* _How to complete this task_: Transcribe the records below exactly as written, from the opening line through the line that contains "A customer has".

* _The input_:
PR #287, opened 2015-11-30
Add platfor for app_open event

iauglov:
Add for display platform on app_open event


yinfeiru:
@iauglov Thanks for writing in!! I believe we have a similar super property already `Operating System:Android`. I'll close this PR for now. Please re-open if you do need this property for some reason.

Issue #286, opened 2015-11-29
FadingImageView - ClassCastException


jiri-hlt:
Fatal Exception: java.lang.ClassCastException: android.widget.RelativeLayout cannot be cast to android.widget.LinearLayout
       at com.mixpanel.android.surveys.FadingImageView.onMeasure(FadingImageView.java:46)
       at android.view.View.measure(View.java:17624)
       at android.widget.RelativeLayout.measureChildHorizontal(RelativeLayout.java:728)
       at android.widget.RelativeLayout.onMeasure(RelativeLayout.java:464)
       at android.view.View.measure(View.java:17624)

jiri-hlt:
com.mixpanel.android.surveys.FadingImageView.onMeasure(FadingImageView.java:46)
should just be casted to ViewGroup:
```
ViewGroup container = (ViewGroup) getParent();
```

pavel-kurnosov:
When this will be released? I got a lot of issues on Crashlytics with same issue...

yinfeiru:
Closing this as it's been fixed in #288

yinfeiru:
@pavel-kurnosov a new release will probably be available in a week.

PR #288, opened 2015-12-02
Fix crash from ClassCastException when displaying in-app images

ryanseams:
A customer has highlighted this issue and its fix as an issue [here](https://github.com/mixpanel/mixpanel-android/issues/286).

Currently what happens is the linear layout cannot be applied when rendering an image, causing a crash to show on the device. Instead, the proposal is to grab the ViewGroup itself instead of LinearLayout -- the customer has confirmed this resolves the issues in their testing.


patedit:
Perfect. Thanks @ryanseams !

PR #290, opened 2015-12-14
make survey prompt optional via metadata flag

grendell:
Currently in the Mixpanel SDK for iOS, there is no prompt before the user is shown a survey.  We would like to replicate this on Android.  The intention of this change is to allow this to be configurable via a metadata tag in the app manifest, falling back to current behavior if this tag is not present.

Example usage:

```
    <meta-data
        android:name="com.mixpanel.android.MPConfig.ShouldPromptForSurvey"
        android:value="false"/>
```

If there is a more appropriate place for this flag, please let me know.


grendell:
Also, if there are any instructions for how to compile `mixpanel-android` locally, I have run into major issues both attempting to export an AAR and creating a submodule in our app, using Android Studio 1.5 and gradle 1.5.0.  The AAR appears to be incomplete, while compiling the submodule leads to OOMs which I can't seem to solve with `studio.vmoptions`.

grendell:
Updated based on feedback from https://github.com/mixpanel/mixpanel-android/pull/283.

PR #292, opened 2015-12-15
fix for NPE in case if File.listFiles returns null

andrey-starodubtsev:
fix for NPE found via ACRA, according http://developer.android.com/reference/java/io/File.html#listFiles(), `File.listFiles` can return `null`

### DIFF
--- a/src/main/java/com/mixpanel/android/util/ImageStore.java
+++ b/src/main/java/com/mixpanel/android/util/ImageStore.java
@@ -105,12 +105,12 @@ public class ImageStore {
 
     public void clearStorage() {
         File[] files = mDirectory.listFiles();
-        int length = files.length;
-        for (int i = 0; i < length; i++) {
-            final File file = files[i];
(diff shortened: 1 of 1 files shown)


patedit:
Hi @andrey-starodubtsev Even if this PR would solve a crash in that line, it seems the problem may be somewhere else. If `listFiles` returns `null` is only because `mDirectory` is not a directory and that should never happen. Do you have some logs I could take a look? What is the Mixpanel SDK version you are using? Thanks!

andrey-starodubtsev:
Hello, @patedit. I got crashes via ACRA while using this method in our code and added check for null everywhere, including 3-rd party libraries we use in our product, just in case.

patedit:
Any of your crashes were coming from our library?

patedit:
@andrey-starodubtsev Will close this PR but feel free to open an issue if you see a crash coming from our library. Thanks!

PR #149, opened 2023-06-27
fix: Remove change link on successful social media post

alainajaffer:
And if disruption is rejected but then editing it becomes pending so you can publish again
And on test the time for a post is scheduled one hour ahead of dev


alvak1 (approved):
Approved

PR #151, opened 2023-06-28
fix: When deleting yourself sign out

alainajaffer:
Go to user management and delete yourself - you should be logged out and your user deleted - so when you try to login you should be unable to


alvak1 (approved):
Approved

PR #152, opened 2023-06-28
Allow org admins to toggle source data between tnds and bods

alvak1:
Testing instructions

- Login as org admin user and then access the Account Settings page from top right corner. The radio buttons should be displayed only to org admins
- After the source data is clicked - navigate to consequence services page and observe that the services data changes based on the source for mode of transport
- The services dropdown in view  all disruptions page should display both tnds and bods data

### DIFF
--- a/shared-ts/enums.ts
+++ b/shared-ts/enums.ts
@@ -176,3 +176,8 @@ export enum SocialMediaPostStatus {
     successful = "Successful",
     rejected = "Rejected",
 }
+
+export enum Modes {
+    tnds = "tnds",
+    bods = "bods",
+}
--- a/site/components/map/ServicesMap.tsx
+++ b/site/components/map/ServicesMap.tsx
@@ -29,7 +29,11 @@ import {
 } from "../../schemas/consequence.schema";
 import { flattenZodErrors } from "../../utils";
 import { getStopType, sortStops } from "../../utils/formUtils";
+import { Modes } from "@create-disruptions-data/shared-ts/enums";
 
+interface ServiceMapProps extends MapProps {
+    dataSource?: Modes;
+}
 interface MapProps {
     initialViewState: Partial<ViewState>;
     style: CSSProperties;
@@ -41,7 +45,7 @@ interface MapProps {
     stateUpdater: Dispatch<SetStateAction<PageState<Partial<ServicesConsequence>>>>;
     state: PageState<Partial<ServicesConsequence>>;
     searchedRoutes?: Partial<(Routes & { serviceId: number })[]>;
-    services?: Service[];
+    services?: Service[] | null;
 }
 
 const lineLayout: LineLayout = {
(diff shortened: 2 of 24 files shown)


site/components/map/ServicesMap.tsx
```diff
@@ -41,7 +45,7 @@ interface MapProps {
     stateUpdater: Dispatch<SetStateAction<PageState<Partial<ServicesConsequence>>>>;
     state: PageState<Partial<ServicesConsequence>>;
     searchedRoutes?: Partial<(Routes & { serviceId: number })[]>;
-    services?: Service[];
+    services?: Service[] | null;
```
alainajaffer, line 48: why was this added?

site/interfaces/index.ts
```diff
@@ -68,7 +68,8 @@ export interface PageState<T> {
 }
 
 export interface CreateConsequenceProps {
-    initialServices?: Service[];
+    initialBodsServices?: Service[] | null;
```
alainajaffer, line 71: why is this | null can it not just be optional and  Service[]?

site/utils/formUtils.ts
```diff
@@ -84,3 +85,29 @@ export const getStopType = (stopType: string | undefined) => {
         return "Stop";
     }
 };
+
+// eslint-disable-next-line @typescript-eslint/require-await
+export const filterServices = async (servicesData: Service[] | undefined): Promise<Service[] | null> => {
+    return new Promise((resolve) => {
```
alainajaffer, line 91: why return a promise here?

site/utils/formUtils.ts
```diff
@@ -84,3 +85,29 @@ export const getStopType = (stopType: string | undefined) => {
...
+        let services: Service[] | null = null;
```
alainajaffer, line 92: why not make this an empty array?

site/utils/formUtils.ts
```diff
@@ -84,3 +85,29 @@ export const getStopType = (stopType: string | undefined) => {
         return "Stop";
     }
 };
+
+// eslint-disable-next-line @typescript-eslint/require-await
+export const filterServices = async (servicesData: Service[] | undefined): Promise<Service[] | null> => {
```
alainajaffer, line 90: why not make this an optional parameter instead of | undefined

site/components/map/ServicesMap.tsx
alvak1: done - removed null

site/utils/formUtils.ts
alvak1: done - removed promise as its implicitly added

site/utils/formUtils.ts
alvak1: done - updated to empty array

shared-ts/enums.ts
```diff
@@ -176,3 +176,8 @@ export enum SocialMediaPostStatus {
     successful = "Successful",
     rejected = "Rejected",
 }
+
```
alainajaffer, line 179: sometimes when i change a mode of transport the services / stops clear - is this expected?

site/utils/formUtils.ts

* _Response for this exercise_:
PR #287, opened 2015-11-30
Add platfor for app_open event

iauglov:
Add for display platform on app_open event


yinfeiru:
@iauglov Thanks for writing in!! I believe we have a similar super property already `Operating System:Android`. I'll close this PR for now. Please re-open if you do need this property for some reason.

Issue #286, opened 2015-11-29
FadingImageView - ClassCastException


jiri-hlt:
Fatal Exception: java.lang.ClassCastException: android.widget.RelativeLayout cannot be cast to android.widget.LinearLayout
       at com.mixpanel.android.surveys.FadingImageView.onMeasure(FadingImageView.java:46)
       at android.view.View.measure(View.java:17624)
       at android.widget.RelativeLayout.measureChildHorizontal(RelativeLayout.java:728)
       at android.widget.RelativeLayout.onMeasure(RelativeLayout.java:464)
       at android.view.View.measure(View.java:17624)

jiri-hlt:
com.mixpanel.android.surveys.FadingImageView.onMeasure(FadingImageView.java:46)
should just be casted to ViewGroup:
```
ViewGroup container = (ViewGroup) getParent();
```

pavel-kurnosov:
When this will be released? I got a lot of issues on Crashlytics with same issue...

yinfeiru:
Closing this as it's been fixed in #288

yinfeiru:
@pavel-kurnosov a new release will probably be available in a week.

PR #288, opened 2015-12-02
Fix crash from ClassCastException when displaying in-app images

ryanseams:
A customer has highlighted this issue and its fix as an issue [here](https://github.com/mixpanel/mixpanel-android/issues/286).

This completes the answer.